* Activity *
For each line in the material below that holds "reviewable", copy that line.

* Record excerpts *
PR #7130, opened 2025-06-04
Fix a broken unit test (BL-14597)

StephenMcConnel:
This change is [Reviewable](https://reviewable.io/reviews/BloomBooks/BloomDesktop/7130)

### DIFF
--- a/src/BloomExe/Utils/MiscUtils.cs
+++ b/src/BloomExe/Utils/MiscUtils.cs
@@ -784,6 +784,9 @@ namespace Bloom.Utils
         /// <returns>possibly recapitalized language tag</returns>
         public static string NormalizeLanguageTagCapitalization(string tag)
         {
+            // Degenerate (albeit valid) case that may only ever occur in unit tests.
+            if (tag.StartsWith("x-"))
+                return tag;
             // The IetfLanguageTag parser appears to be case insensitive.
             // We need to ensure the pieces are properly capitalized.
             if (


andrew-polk (changes requested):
> *[Reviewable](https://reviewable.io/reviews/BloomBooks/BloomDesktop/7130)* status: all files reviewed, 1 unresolved discussion (waiting on @StephenMcConnel)

___
*[`src/BloomExe/Utils/MiscUtils.cs` line 787 at r1](https://reviewable.io/reviews/BloomBooks/BloomDesktop/7130#-ORvd_dRBnfrvC1VuH2f:-ORvd_dRBnfrvC1VuH2g:bhchw1e) ([raw file](https://github.com/BloomBooks/BloomDesktop/blob/b5781fd661dbc357cdbb0cec2df5f8dd459a6c95/src/BloomExe/Utils/MiscUtils.cs#L787)):*
> ```Smalltalk
>         public static string NormalizeLanguageTagCapitalization(string tag)
>         {
>             // Degenerate case that probably only ever occurs in unit tests.
> ```

As I understand it, x- represents a "private-use" tag and should be treated as at least somewhat legitimate.
I don't know if that means we should handle the code differently or just the comment.

andrew-polk (approved):
> *[Reviewable](https://reviewable.io/reviews/BloomBooks/BloomDesktop/7130)* status: <span>:shipit:</span> complete! all files reviewed, all discussions resolved (waiting on @StephenMcConnel)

* Response *
This change is [Reviewable](https://reviewable.io/reviews/BloomBooks/BloomDesktop/7130)
> *[Reviewable](https://reviewable.io/reviews/BloomBooks/BloomDesktop/7130)* status: all files reviewed, 1 unresolved discussion (waiting on @StephenMcConnel)
*[`src/BloomExe/Utils/MiscUtils.cs` line 787 at r1](https://reviewable.io/reviews/BloomBooks/BloomDesktop/7130#-ORvd_dRBnfrvC1VuH2f:-ORvd_dRBnfrvC1VuH2g:bhchw1e) ([raw file](https://github.com/BloomBooks/BloomDesktop/blob/b5781fd661dbc357cdbb0cec2df5f8dd459a6c95/src/BloomExe/Utils/MiscUtils.cs#L787)):*
> *[Reviewable](https://reviewable.io/reviews/BloomBooks/BloomDesktop/7130)* status: <span>:shipit:</span> complete! all files reviewed, all discussions resolved (waiting on @StephenMcConnel)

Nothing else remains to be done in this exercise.